YOUR INSTRUCTIONS
Scan the records for lines holding "ffaraone". Say how many there are and give nothing else.

EXERCISE DATA

++++++++++++++++++++

PR #21, opened 2024-02-01
218364 fix downsizing for multiple new orders

ffaraone:


adobe_vipm/adobe/client.py
```diff
@@ -160,92 +161,119 @@ def create_customer_account(
...
+            new_orders_response.raise_for_status()
+            new_orders_page = new_orders_response.json()
+            for order in new_orders_page["items"]:
+                actual_sku = get_actual_sku(order["lineItems"], sku)
+                if not actual_sku:
+                    continue
+
+                logger.debug(f"Found order to return for sku {actual_sku}: {order['orderId']}")
+
+                item_to_return = next(
```
d3rky: I guess there is an util function `find_first`?

adobe_vipm/adobe/client.py
```diff
@@ -160,92 +161,119 @@ def create_customer_account(
...
+                    filter(
+                        lambda adb_item: adb_item["extLineItemNumber"] == line_number,
+                        order["lineItems"],
+                    ),
+                )
+                order_id = order["externalReferenceId"]
```
d3rky, line 219: Do you think we need these variables? As I can they are used just to construct `external_id`

adobe_vipm/adobe/utils.py
```diff
@@ -0,0 +1,12 @@
+def get_actual_sku(items, sku):
+    item = next(filter(lambda item: item["offerId"].startswith(sku), items), {})
```
d3rky, line 2: `find_first`?

adobe_vipm/adobe/utils.py
```diff
@@ -0,0 +1,12 @@
...
+    return item.get("offerId")
+
+
+def get_item_to_return(items, line_number):
+    return next(
```
d3rky, line 7: `find_first`?

d3rky (changes requested):

adobe_vipm/adobe/utils.py
ffaraone: I will do this refactoring in the next PR. now find_first is located in utils.py of flows package. I don't want to import it in adobe package since my rule is flows use adobe package but not the contrary.

adobe_vipm/adobe/utils.py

++++++++++++++++++++

FINISHED TASK
2